My RF remote will not work until my lcd tv warms up. It looks like LCD tv puts out a lot of RF when they power on and block the remotes output.


----------



## Don_S (Jul 5, 2005)

I had posted this exact same problem on the satelliteguys.com website. This happens to me too and is driving me crazy. I too have a Samsung LCD TV. Now that I think about it, the problem first started after I hooked up the HDMI cable to the TV (when I first installed it, I had connected via component cable because I did not have an HDMI cable available) I wonder if it has anything to do with the HDMI handshake? I will try connecting via component cable only to see if the problem persists...


----------



## Don_S (Jul 5, 2005)

rodizee said:


> I finally got my Dish to work. Basically, my Dish box has an option to program TV1 or TV2. Well, I needed to program my Dish box in TV2 mode- UHF mode, so the IR signals were no longer needed when using TV1. I had to enable UHF mode on my DISH box, switch (flip over) the green TV1 small plate on my remote to the blue TV2 plate. There some type of electronic piece on the small plate that enables UHF mode on the remote and dish. There is no more delay and works awesome. Dish service walked me through this, after speaking to numerous customer service agents who did not know what they were talking about or how to fix the issue, I had to figure this out myself.

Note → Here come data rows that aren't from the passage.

PR #8513, opened 2019-06-06
use SIGPROF for Xenon

fredemmott:
Summary: Currently SIGVTALRM is used by both Xenon and request timer.  This tris to use SIGPROF for Xenon, and handle it in the dedicated signal handling thread.

Differential Revision: D15696983

### DIFF
--- a/hphp/runtime/ext/xenon/ext_xenon.cpp
+++ b/hphp/runtime/ext/xenon/ext_xenon.cpp
@@ -27,6 +27,7 @@
 #include "hphp/runtime/vm/vm-regs.h"
 
 #include "hphp/util/struct-log.h"
+#include "hphp/util/sync-signal.h"
 #include "hphp/util/thread-local.h"
 
 #include <signal.h>
@@ -145,7 +146,7 @@ Array parsePhpStack(const Array& bt) {
 // If in always on mode, the Xenon Surprise flags have to be on for each thread
 // and are never cleared.
 // For timer mode, when start is invoked, it adds a new timer to the existing
-// handler for SIGVTALRM.
+// handler for SIGPROF.
 
 Xenon& Xenon::getInstance() noexcept {
   static Xenon instance;
@@ -165,6 +166,13 @@ void Xenon::incrementMissedSampleCount(ssize_t val) {
 int64_t Xenon::getAndClearMissedSampleCount() {
     return std::atomic_exchange<int64_t>(&m_missedSampleCount, 0);
 }
+
+static void onXenonTimer(int signo) {
+  if (signo == SIGPROF) {
+    Xenon::getInstance().onTimer();
+  }
+}
+
 // XenonForceAlwaysOn is active - it doesn't need a timer, it is always on.
 // Xenon needs to be started once per process.
 // The number of milliseconds has to be greater than zero.
@@ -193,9 +201,10 @@ void Xenon::start(uint64_t msec) {
 
     sigevent sev={};
     sev.sigev_notify = SIGEV_SIGNAL;
-    sev.sigev_signo = SIGVTALRM;
-    sev.sigev_value.sival_ptr = nullptr; // null for Xenon signals
+    sev.sigev_signo = SIGPROF;
     timer_create(CLOCK_REALTIME, &sev, &m_timerid);
+
+    sync_signal(SIGPROF, onXenonTimer);
 
     itimerspec ts={};
     ts.it_value.tv_sec = fSec;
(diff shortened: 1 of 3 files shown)


enjmusic:
@binliu19 This doesn't seem to actually work in blocking Xenon's profiling timer signal for quite a while (since there's a solid chunk of time between the Xenon call to `sync_signal` and the call to `block_sync_signals_and_start_handler_thread`. I was able to get the following behavior with a wide range of Xenon sampling periods from 10ms all the way up to 1 second.
```raw
$ hhvm --config test.ini script.php 
Profiling timer expired
```

hphp/runtime/ext/xenon/ext_xenon.cpp
```diff
@@ -193,10 +201,12 @@ void Xenon::start(uint64_t msec) {
 
     sigevent sev={};
     sev.sigev_notify = SIGEV_SIGNAL;
-    sev.sigev_signo = SIGVTALRM;
-    sev.sigev_value.sival_ptr = nullptr; // null for Xenon signals
+    sev.sigev_signo = SIGPROF;
     timer_create(CLOCK_REALTIME, &sev, &m_timerid);
 
+    signal(SIGPROF, SIG_IGN);
```
enjmusic: One more small comment is that `signal` should probably go above `timer_create` to avoid these kinds of circumstances:
- `hhvm` receives a `SIGSTP`/`SIGSTOP` after `timer_create` and is resumed later with `SIGCONT`, potentially causing the realtime timer to trigger immediately before `SIGPROF` is ignored
- Some long time window where other threads execute between `timer_create` and `signal`

binliu19: My understanding is that the timer isn't really running before `timer_settime()`.  If so, there is no need to move it above.

enjmusic: You're completely right, I got mixed up. Sorry for the confusion!

enjmusic:
@binliu19 Nice work! This updated patch provides the same fix as #8506 as demonstrated by the following test that I ran on both PRs' builds (for source, see the linked PR):
```raw
Spawning 10 children...
Sleeping in main thread while loop - slept 2 seconds, should have slept 2 seconds.
Sleeping in main thread while loop - slept 2 seconds, should have slept 2 seconds.
Sleeping in main thread while loop - slept 2 seconds, should have slept 2 seconds.
Desired sleep: 5 seconds. Actual sleep: 5 seconds. Gathered 1 samples.
Desired sleep: 6 seconds. Actual sleep: 6.01 seconds. Gathered 1 samples.
Sleeping in main thread while loop - slept 2 seconds, should have slept 2 seconds.
Desired sleep: 7 seconds. Actual sleep: 7 seconds. Gathered 1 samples.
Desired sleep: 8 seconds. Actual sleep: 8 seconds. Gathered 1 samples.
Sleeping in main thread while loop - slept 2 seconds, should have slept 2 seconds.
Desired sleep: 9 seconds. Actual sleep: 9 seconds. Gathered 1 samples.
Desired sleep: 10 seconds. Actual sleep: 10 seconds. Gathered 1 samples.
Sleeping in main thread while loop - slept 2 seconds, should have slept 2 seconds.
Desired sleep: 11 seconds. Actual sleep: 11 seconds. Gathered 1 samples.
Desired sleep: 12 seconds. Actual sleep: 12 seconds. Gathered 1 samples.
Sleeping in main thread while loop - slept 2 seconds, should have slept 2 seconds.
Desired sleep: 13 seconds. Actual sleep: 13 seconds. Gathered 1 samples.
Desired sleep: 14 seconds. Actual sleep: 14 seconds. Gathered 1 samples.
Sleeping in main thread while loop - slept 2 seconds, should have slept 2 seconds.
All children exited!
Main thread gathered 9 samples.
```
Thank you for doing this 😃

binliu19:
@enjmusic Glad it works for you.  I've also seen sporadic failures with 'syscall interrupted by signal' in some occasions.  Hopefully this fixes that too. 

I am trying to confirm that Xenon still works with the change.

We should probably disable Xenon by default in cli mode.

enjmusic:
I think Xenon sampling is disabled by default everywhere and will only turn on if a nonzero `hhvm.xenon.period` is supplied in a `--config` file. The `Gathered 1 samples` from my testing script at least shows that Xenon is gathering samples, although it's definitely good to verify that you're getting samples that look sane if you're worried.

enjmusic:
Also, before this is merged we should update the comments in [hphp/runtime/ext/xenon/ext_xenon.h](https://github.com/facebook/hhvm/blob/master/hphp/runtime/ext/xenon/ext_xenon.h) to correct the comment stating that `Xenon appends a timer to the already existing SIGVTALRM handler`.

PR #8530, opened 2019-07-09
Fix return from MimePart::parse loop if ProcessLine fails

### LINKED ISSUE #8532: Handle large mime files parsing errors
`ProcessLine` method returns error when it identifies a mime that contains more than 300 children. `MimePart::parse` is not handling this error which causes the `ProcessLine` to log an error for every line of the mime.

This bug was fixed in PECL `mailparse-v3.0.3` which was not ported hhvm library.

> Bug - https://bugs.php.net/bug.php?id=63542
> Fix - https://github.com/php/pecl-mail-mailparse/commit/8aa8c3d5195a38cb03f30d9ec89bc62a1b5c11e2

I have tried to simply port these fixes to HHVM.

### HHVM Version

> $ hhvm --version     
> HipHop VM 4.0.4 (rel)
> Compiler: 1558567803_N
> Repo schema: 3db73d7601eff5f54a8e907a42a71f8c7bfae2cb

### Operating System and Version

MacOS Mojave 10.14.5

Pass a large email (with more than 300 attachments) to `MimePart::parse` method. 

> MimePart::parse(`<large file>`, `<size>`)

### Actual result

- Generates lots of `MIME message too complex` errors.
- Full parsed MIME resource is not returned.

### Expected result

- Should generate a single `MIME message too complex` error 
- `MimePart::parse` should return `false`

madhugb:
# Fix #8532 

ProcessLine method returns false if the count of children have exceeded `MAXPARTS`. Since it would do this for all of the following lines, this is safe to break the loop and not care about the rest of the code.

This fix was missing from the php pecl mailparse library

### DIFF
--- a/hphp/runtime/ext/mailparse/mime.cpp
+++ b/hphp/runtime/ext/mailparse/mime.cpp
@@ -621,7 +621,17 @@ bool MimePart::parse(const char *buf, int bufsize) {
     if (len < bufsize && buf[len] == '\n') {
       ++len;
       m_parsedata.workbuf += String(buf, len, CopyString);
-      ProcessLine(req::ptr<MimePart>(this), m_parsedata.workbuf);
+      if (!ProcessLine(req::ptr<MimePart>(this), m_parsedata.workbuf)) {
+        /*
+         * Code ported from php pecl
+         * ProcessLine() only returns FAILURE in case the count of children
+         * have exceeded MAXPARTS and doing so at the very begining, without doing any work.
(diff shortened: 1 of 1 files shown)


zuercher:
@fredemmott Any word on this? Without this fix message with large numbers of attachments produces log storms and end up not being parsed correctly with an incorrect return value from MimePart::parse.

zuercher:
Sure. We'll try to get one written in the next few days.

Issue #8430, opened 2019-02-05
CLI server: client does not exit on script completion


ssandler:
### HHVM Version

```
$ hhvm --version
HipHop VM 3.30.2 (rel)
Compiler: remotes/origin/3.30.2-slack-0-g327d860eb6f5b8c13c31d2674d607bc9badafafe
Repo schema: 1a3521cc3e29cfd81df07e6b64acade1241f6538
```

### Operating System and Version

Ubuntu 16.04

Notable this does not repro on OSX

### Standalone code, or other way to reproduce the problem

```

$ hhvm -m server -d hhvm.unix_server_path=/tmp/mysock &

$ cat test.php
<?hh
echo 'test';

$ hhvm -d hhvm.use_remote_unix_server=true -d hhvm.unix_server_path=/tmp/mysock test.php
test
```

### Actual result

The client process hangs and does not return control after the script completes.

### Expected result

The client process exits when the script completes.

fredemmott:
FYI, unlikely to look at this before 4.0, but I suspect a fix would be a candiate for backporting to both 4.0 and 3.30

zuercher:
For reference, this bug describes the problem that occurs in the cli client: https://bugzilla.kernel.org/show_bug.cgi?id=40852

PR #8520, opened 2019-06-26
fix CLI client exit hang

zuercher:
Summary:
Per #8430, CLI client does not exit upon script termination because the
client's closure of the server's stderr does not trigger a read event
in all cases, leaving the client waiting to join a thread that will never
terminate. Modifies the stderr reader to use folly::AsyncPipeReader to
avoid the hang.

fixes facebook/hhvm#8430

PR #8531, opened 2019-07-10
fix CLI client exit

zuercher:
Summary:
Per #8430, CLI client does not exit upon script termination because the
client's closure of the server's stderr does not trigger a read event
in all cases, leaving the client waiting to join a thread that will never
terminate. Introduce LogThread struct to encapsulate the thread and a
pipe used to signal the thread to exit (aka the self-pipe trick).

fixes facebook/hhvm#8430

### DIFF
--- a/hphp/runtime/vm/extern-compiler.cpp
+++ b/hphp/runtime/vm/extern-compiler.cpp
@@ -181,6 +181,94 @@ struct CompilerOptions {
 
 constexpr int kInvalidPid = -1;
 
+struct Pipe final {
+  explicit Pipe(bool nonblocking = false) {
+    int flags = O_CLOEXEC;
+    if (nonblocking) flags |= O_NONBLOCK;
+
+    if (pipe2(fds, flags) == -1) throwErrno("unable to open pipe");
+  }
+  ~Pipe() {
+    if (fds[0] != -1) close(fds[0]);
+    if (fds[1] != -1) close(fds[1]);
+  }
+  FILE* detach(const char* mode) {
+    auto ret = fdopen(fds[*mode == 'r' ? 0 : 1], mode);
+    if (!ret) throwErrno("unable to fdopen pipe");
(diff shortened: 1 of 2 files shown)


zuercher:
Replaces #8520. I think this change should both be more reliable and hopefully easier understand.

hphp/runtime/vm/extern-compiler.cpp
```diff
@@ -181,6 +181,94 @@ struct CompilerOptions {
...
+  int remoteIn() const { return fds[0]; }
+  int remoteOut() const { return fds[1]; }
+  int fds[2];
+};
+
+std::string readline(FILE* f);
+
+struct LogThread {
+  LogThread(int pid, FILE* file)
+    : m_pid(pid), m_file(file), m_signalPipe(std::make_unique<Pipe>(true))
```
fredemmott: from @paulbiss : Does this need to be a pointer?

zuercher: No, I can convert it to an fd and just keep track of that.

zuercher: Oops. Spoke too soon. It gets passed `readline`, which is expecting `FILE*`.

zuercher: And I don't think it's safe to pass non-pointer FILE around, if that's what you were asking for.

fredemmott: Sorry, to clarify, does `Pipe` need to be a pointer? The FILE* is fine

zuercher: I chose to store it as a pointer so that it can be destroyed, closing the pipe's file descriptors, when the thread is stopped (and destroyed). Strictly speaking, no it doesn't need to be a pointer, though I think I'd want to add a close method to Pipe to close the fds in LogThread::stop.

What receiver do you have? Since you are talking about TV1 and TV2, I am presuming that you are talking about a dual-tuner DVR such as the 942 or 622. If that is the case, it doesn't apply to this discussion because we are talking about the ViP 211 receiver.


----------



## Don_S (Jul 5, 2005)

Well, made some progress in getting to the bottom of this. It appears that the LCD TV (a Samsung LN-R408D)) is the culprit. I connected a small 7" portable video monitor to the composite video outputs on the 211, powered on the 211 - remote works fine right from the get-go; no delays, nothing. Everything works as it should. I then turn on the TV (connected to the 211 via HDMI and component) and bam! remote does not work on the 211. I turn off the LCD TV and things once again go back to normal. So, obviously something happens when the TV is turned on that makes the 211 not respond to remote commands. Some one suggested that IR radiation given off when the TV is powered on may be overpowering the IR signal from the 211 remote. The question now is how to get around this? Any ideas? What's perplexing is that after several minutes, the 211 does start responding to the remote although it is sluggish at times.


----------



## ezra (Mar 10, 2007)

i looked into this issue and found that this with regards to the IR interference"If you are using a Samsung LN-R408D or LN-R409D television, the issue will appear to go away after its' Flat Florescent Lamp is warm. An IR-to-UHF Upgrade Kit may be used to remedy the issue. " it appears your tv is also using this type of lamp. This info is available at Dishnetwork.com - customer service- techportal- remote 5.3IR- T/s with receiver... said upgrade cost is 33.00 plus shipping.


----------